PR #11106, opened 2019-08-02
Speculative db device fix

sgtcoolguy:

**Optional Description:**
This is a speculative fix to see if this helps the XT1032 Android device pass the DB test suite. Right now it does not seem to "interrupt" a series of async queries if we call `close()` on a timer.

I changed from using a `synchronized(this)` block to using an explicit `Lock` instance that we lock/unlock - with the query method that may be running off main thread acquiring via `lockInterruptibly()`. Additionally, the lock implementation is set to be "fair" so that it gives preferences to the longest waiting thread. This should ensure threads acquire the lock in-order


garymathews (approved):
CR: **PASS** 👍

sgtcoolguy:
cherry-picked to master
--
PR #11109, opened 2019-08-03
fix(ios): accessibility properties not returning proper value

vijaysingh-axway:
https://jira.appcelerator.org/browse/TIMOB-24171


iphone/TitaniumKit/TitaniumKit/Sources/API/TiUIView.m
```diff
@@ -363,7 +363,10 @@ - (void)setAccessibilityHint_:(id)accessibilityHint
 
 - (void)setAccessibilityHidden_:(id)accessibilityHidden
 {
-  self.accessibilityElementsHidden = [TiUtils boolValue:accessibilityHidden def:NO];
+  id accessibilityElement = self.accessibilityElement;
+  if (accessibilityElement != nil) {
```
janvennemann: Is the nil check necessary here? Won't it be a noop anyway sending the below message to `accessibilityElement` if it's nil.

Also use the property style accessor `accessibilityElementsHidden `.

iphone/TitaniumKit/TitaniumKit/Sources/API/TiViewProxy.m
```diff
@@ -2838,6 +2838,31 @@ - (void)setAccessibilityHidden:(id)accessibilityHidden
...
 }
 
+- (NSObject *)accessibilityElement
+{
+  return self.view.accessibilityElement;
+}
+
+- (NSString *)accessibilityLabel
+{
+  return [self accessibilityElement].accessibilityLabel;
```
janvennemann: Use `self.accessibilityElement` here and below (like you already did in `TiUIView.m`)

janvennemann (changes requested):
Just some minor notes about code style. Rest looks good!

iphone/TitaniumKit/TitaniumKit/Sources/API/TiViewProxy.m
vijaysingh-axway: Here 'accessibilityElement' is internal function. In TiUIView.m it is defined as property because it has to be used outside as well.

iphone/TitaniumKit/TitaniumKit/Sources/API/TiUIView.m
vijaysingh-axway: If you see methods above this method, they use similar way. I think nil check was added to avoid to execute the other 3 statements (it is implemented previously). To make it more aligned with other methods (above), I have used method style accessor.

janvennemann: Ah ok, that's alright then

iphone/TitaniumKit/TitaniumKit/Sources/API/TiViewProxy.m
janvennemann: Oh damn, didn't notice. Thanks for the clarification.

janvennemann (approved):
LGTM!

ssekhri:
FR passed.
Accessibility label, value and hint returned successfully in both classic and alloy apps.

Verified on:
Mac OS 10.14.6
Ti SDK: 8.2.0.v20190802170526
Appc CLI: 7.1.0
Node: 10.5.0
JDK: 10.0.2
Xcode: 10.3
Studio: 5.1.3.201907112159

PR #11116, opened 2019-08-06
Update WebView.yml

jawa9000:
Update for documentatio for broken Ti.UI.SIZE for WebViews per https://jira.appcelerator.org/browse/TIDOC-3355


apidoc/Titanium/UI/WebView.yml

Exercise directions: The reply should consist solely of the lines above from the one that has "PR #11106, opened 2019-08-02" through the one that has "cherry-picked to master", reproduced exactly.

Expected output:
PR #11106, opened 2019-08-02
Speculative db device fix

sgtcoolguy:

**Optional Description:**
This is a speculative fix to see if this helps the XT1032 Android device pass the DB test suite. Right now it does not seem to "interrupt" a series of async queries if we call `close()` on a timer.

I changed from using a `synchronized(this)` block to using an explicit `Lock` instance that we lock/unlock - with the query method that may be running off main thread acquiring via `lockInterruptibly()`. Additionally, the lock implementation is set to be "fair" so that it gives preferences to the longest waiting thread. This should ensure threads acquire the lock in-order


garymathews (approved):
CR: **PASS** 👍

sgtcoolguy:
cherry-picked to master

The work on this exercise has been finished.